Remember what I said about spoilers? This moment is a double spoiler so if you have not seen this movie please move on to the next moment. Loki is a very interesting character; he went from being a sympathetic but somewhat weak villain in Thor to a charismatic, greatly entertaining megalomaniac villain in The Avengers, managing to be a foil for six heroes and still coming out looking more sympathetic than all of them. That’s unique and it’s made Loki one of the great cinematic characters of all time, in my opinion. The fans have embraced Loki so much that it greatly affected the narrative arc of this film and largely sold audiences on it. The prospect of seeing Thor and Loki work together against a common ally was too tantalizing to miss. Little did we expect that we would have our hearts skewered when Loki was killed saving his brother. Loki is one of the very few villains that could have pulled off a noble sacrifice death and make us care about it, and the effect it has on Thor elevates the scene even more. While the Thor films have their issues, the arc between these two brothers is sublime.

Fury

#22. Fury in Jeopardy (Captain America: The Winter Soldier)

The Winter Soldier is a conspiracy film at its core. This makes it vastly different from other Marvel films because we spend the first hour or so not really knowing who the bad guys are. It’s quite different from the villains that are introduced early and loudly declare their clear goal. In order to make that work, the film makers have to create an atmosphere of tension. One of the more subtle ways this is accomplished is in Nick Fury’s arc; he is vulnerable and concerned. This man has always been calm and in control, and even in the utter chaos of The Avengers still came across as being steady as a rock. Winter Soldier is the first time we truly see Nick Fury lost and afraid and that unsettles us. It’s all well founded because Nick Fury is attacked in his car, setting off one of the most inventive, well-shot and engaging car chase scenes in recent cinema. And it’s all capped off with the first appearance of the Winter Soldier; a definite highlight of the film.

Chess Match

#21. Black Widow Outwits the God of Mischief (The Avengers)

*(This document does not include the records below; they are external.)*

PR #2108, opened 2026-08-04
fix(ci): stop excluding ifc-lite-wasm from clippy and Rust tests

### LINKED ISSUE #2049: CI excludes ifc-lite-wasm entirely: its unit tests and clippy have never run, and two lint violations are on main now

BIMvoice:
## Summary

Closes #2049.

`.github/workflows/test.yml` excluded `ifc-lite-wasm` entirely from both the
`Clippy (lint gate)` and `Rust tests` steps, justified as avoiding
wasm-bindgen-test dev-deps that "target wasm32". That justification only
applies to one file in the crate: `tests/mesh_determinism.rs`, which already
gates its whole contents with `#![cfg(target_arch = "wasm32")]` — on a native
target it compiles to an empty test binary (`running 0 tests ... ok`). It
neither fails to build nor fails at runtime natively, so no exclusion was
needed to keep it out of the native gate.

The rest of the crate is 27 plain native `#[test]`s plus the crate's own
clippy lint, both of which were never run by the required PR gate. That gap
is how two real clippy violations (`bool2d.rs:70`, `mesh.rs:342`) sat on
`main` invisibly until #2051 fixed them directly (already merged, prior to
this PR).

Per the issue thread investigation, the fix is to just drop
`--exclude ifc-lite-wasm` from both `cargo clippy` and `cargo test` lines —
no separate `-p ifc-lite-wasm` step, no feature gating needed. The wasm32
leg (`wasm-pack test --node ... --test mesh_determinism`) keeps running on
its existing schedule/dispatch-only lane in `determinism.yml`, untouched.

## Verification

- `cargo clippy --workspace --all-targets -- -D warnings` on current
  `upstream/main` (post-#2051): clean, including `ifc-lite-wasm`.
- `cargo test -p ifc-lite-wasm`: 27 unit tests pass in ~0.01s;
  `tests/mesh_determinism.rs` runs 0 tests natively, confirming it
  self-gates and does not need workspace exclusion.
- Proved the newly-enabled gates actually catch regressions by injecting
  (then reverting via file copy, never `git checkout --`) a deliberate
  violation in each:
  - a clippy `if_same_then_else` violation in `rust/wasm-bindings/src/lib.rs`
    made `cargo clippy -p ifc-lite-wasm --all-targets -- -D warnings` fail
    with `error: this if has identical blocks`.
  - a deliberate failing `#[test]` in the same file made
    `cargo test -p ifc-lite-wasm --lib` fail with
    `test result: FAILED. 27 passed; 1 failed`.
- `cargo test --workspace` also shows 34 pre-existing failures in
  `ifc-lite-export`, all missing fixtures (`tests/models/ara3d/duplex.ifc`
  and friends) — reproduced identically on unmodified `upstream/main` via
  `git stash`, confirming they are unrelated to this change (same trap
  noted in the issue thread).

Not verified locally (workflow-only, CI-only): actual GitHub Actions runner
behavior, `Swatinem/rust-cache` caching effect on wall-clock, and whether
the wasm32 target's presence in `rust-toolchain.toml` has any interaction
with the runner beyond what was checked here.

## Test plan

- [ ] CI: `Clippy (lint gate)` step passes with `ifc-lite-wasm` included
- [ ] CI: `Rust tests` step passes with `ifc-lite-wasm`'s 27 unit tests included
- [ ] CI wall-clock for the `rust-tests` job does not regress meaningfully (cached after first run)

### DIFF
--- a/.github/workflows/test.yml
+++ b/.github/workflows/test.yml
@@ -464,12 +464,15 @@ jobs:
       # notices if that ever stops being true.
       - name: Cargo.lock is in sync with the manifests
         run: cargo metadata --locked --format-version 1 > /dev/null
-      # Workspace exclusions:
-      #   - ifc-lite-wasm: dev-deps on wasm-bindgen-test; tests target wasm32.
+      # ifc-lite-wasm is included: its only wasm32-only test file,
+      # tests/mesh_determinism.rs, self-gates with `#![cfg(target_arch =
+      # "wasm32")]` and compiles to an empty test binary on the native host
+      # (`running 0 tests ... ok`), so no workspace-wide exclusion is needed.
+      # That wasm32 leg runs on its own schedule in determinism.yml.
       - name: Clippy (lint gate)
-        run: cargo clippy --workspace --exclude ifc-lite-wasm --all-targets -- -D warnings
+        run: cargo clippy --workspace --all-targets -- -D warnings
       - name: Rust tests
-        run: cargo test --workspace --exclude ifc-lite-wasm
+        run: cargo test --workspace
 
   # Geometry watertightness / triangulation-invariance census.
   #


louistrue:
This is the most valuable PR in your queue right now, and I verified it at the Rust bar rather than on green CI.

**It closes a real hole.** I injected a `clippy::ptr_arg` violation into `ifc-lite-wasm/src/lib.rs` and ran both commands:

| command | result |
|---|---|
| this PR — `cargo clippy --workspace --all-targets -- -D warnings` | **exit 101, 3 errors — caught** |
| main — `... --exclude ifc-lite-wasm ...` | **exit 0, 0 errors — missed** |

So the exclusion was not a harmless scoping detail; it was a blind spot covering an entire crate of the WASM boundary. Anything landing in `rust/wasm-bindings` has been unlinted and untested by the gate until now.

Your claim about the wasm32 test file checks out too — `tests/mesh_determinism.rs` line 20 is `#![cfg(target_arch = "wasm32")]`, so it compiles to an empty binary on the native host and needs no exclusion. Clippy passes clean workspace-wide with `ifc-lite-wasm` in the checked list.

One note for anyone reproducing locally: `cargo test --workspace` fails here on `ifc-lite-export` and `wall_opening_cut_regression`, but that is a **fresh-worktree artifact** — `tests/models/ara3d/duplex.ifc` is not present, so the fixture-backed tests panic on a missing file. Same failures on main, unrelated to this change. CI has the fixtures.

Merging. Given the priority is keeping the Rust side clean while the viewer can afford to break, a change that makes the Rust gate actually cover the WASM crate is worth more than most feature work in the queue.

One of the great things about The Avengers is that the main villain has only interacted with one of the heroes beforehand, so the bulk of the characters don’t really know how to handle him. He also manages to have a unique dynamic with pretty much everyone. He and Tony share an arrogant and theatrical attitude; they want to be seen doing whatever they are doing. Nick Fury is a master manipulator just like Loki, but he is fighting for the side of good. He views The Hulk as a beast and plans to use him to fight everyone else, which eventually backfires spectacularly. He is the polar opposite of Captain America with absolutely nothing in common, which makes their exchanges great, and he mind controls Hawkeye to set up a personal vendetta. This is all great, but my favorite dynamic is the one he has with Black Widow. They only have one key moment, but it’s my favorite quiet scene in the film. Loki and Natasha are both manipulators and seducers who know how to get what they want by pretending to be weak and waiting for the opportune moment. She manages to outwit Loki and get the information she needs from him, but not before he cuts through her bravado and damages her emotionally. It’s an excellent moment for both and really established Natasha as a great character.